#### What is expected:
Return only the number of lines in the entries below that hold the word "framework".

Extracted records:

↓↓↓

PR #2, opened 2022-07-14
Feature/basis function

mzbush:
The BasisFunction class provides a framework for how the basis functions used to build the surrogate function should be treated. The first child class of BasisFunction is ChebyshevFirstKind, which describes the Chebyshev polynomials of the first kind.


basis/BasisFunction.py
```diff
@@ -0,0 +1,110 @@
+from abc import ABC, abstractmethod
```
mphoward, line 1: For modules with short names, prefer to just import to avoid polluting the namespace:
```suggestion
import abc
```

basis/BasisFunction.py
```diff
@@ -0,0 +1,110 @@
...
+
+class BasisFunction(ABC):
+    """Abstract class for basis functions.
+
+    Creates a framework for basis functions that are the building blocks
+    for the terms in the surrogate model. 
+    ''max_exactness'' represents the maximum level of exactness, or
```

↑↑↑

#### Your response:
2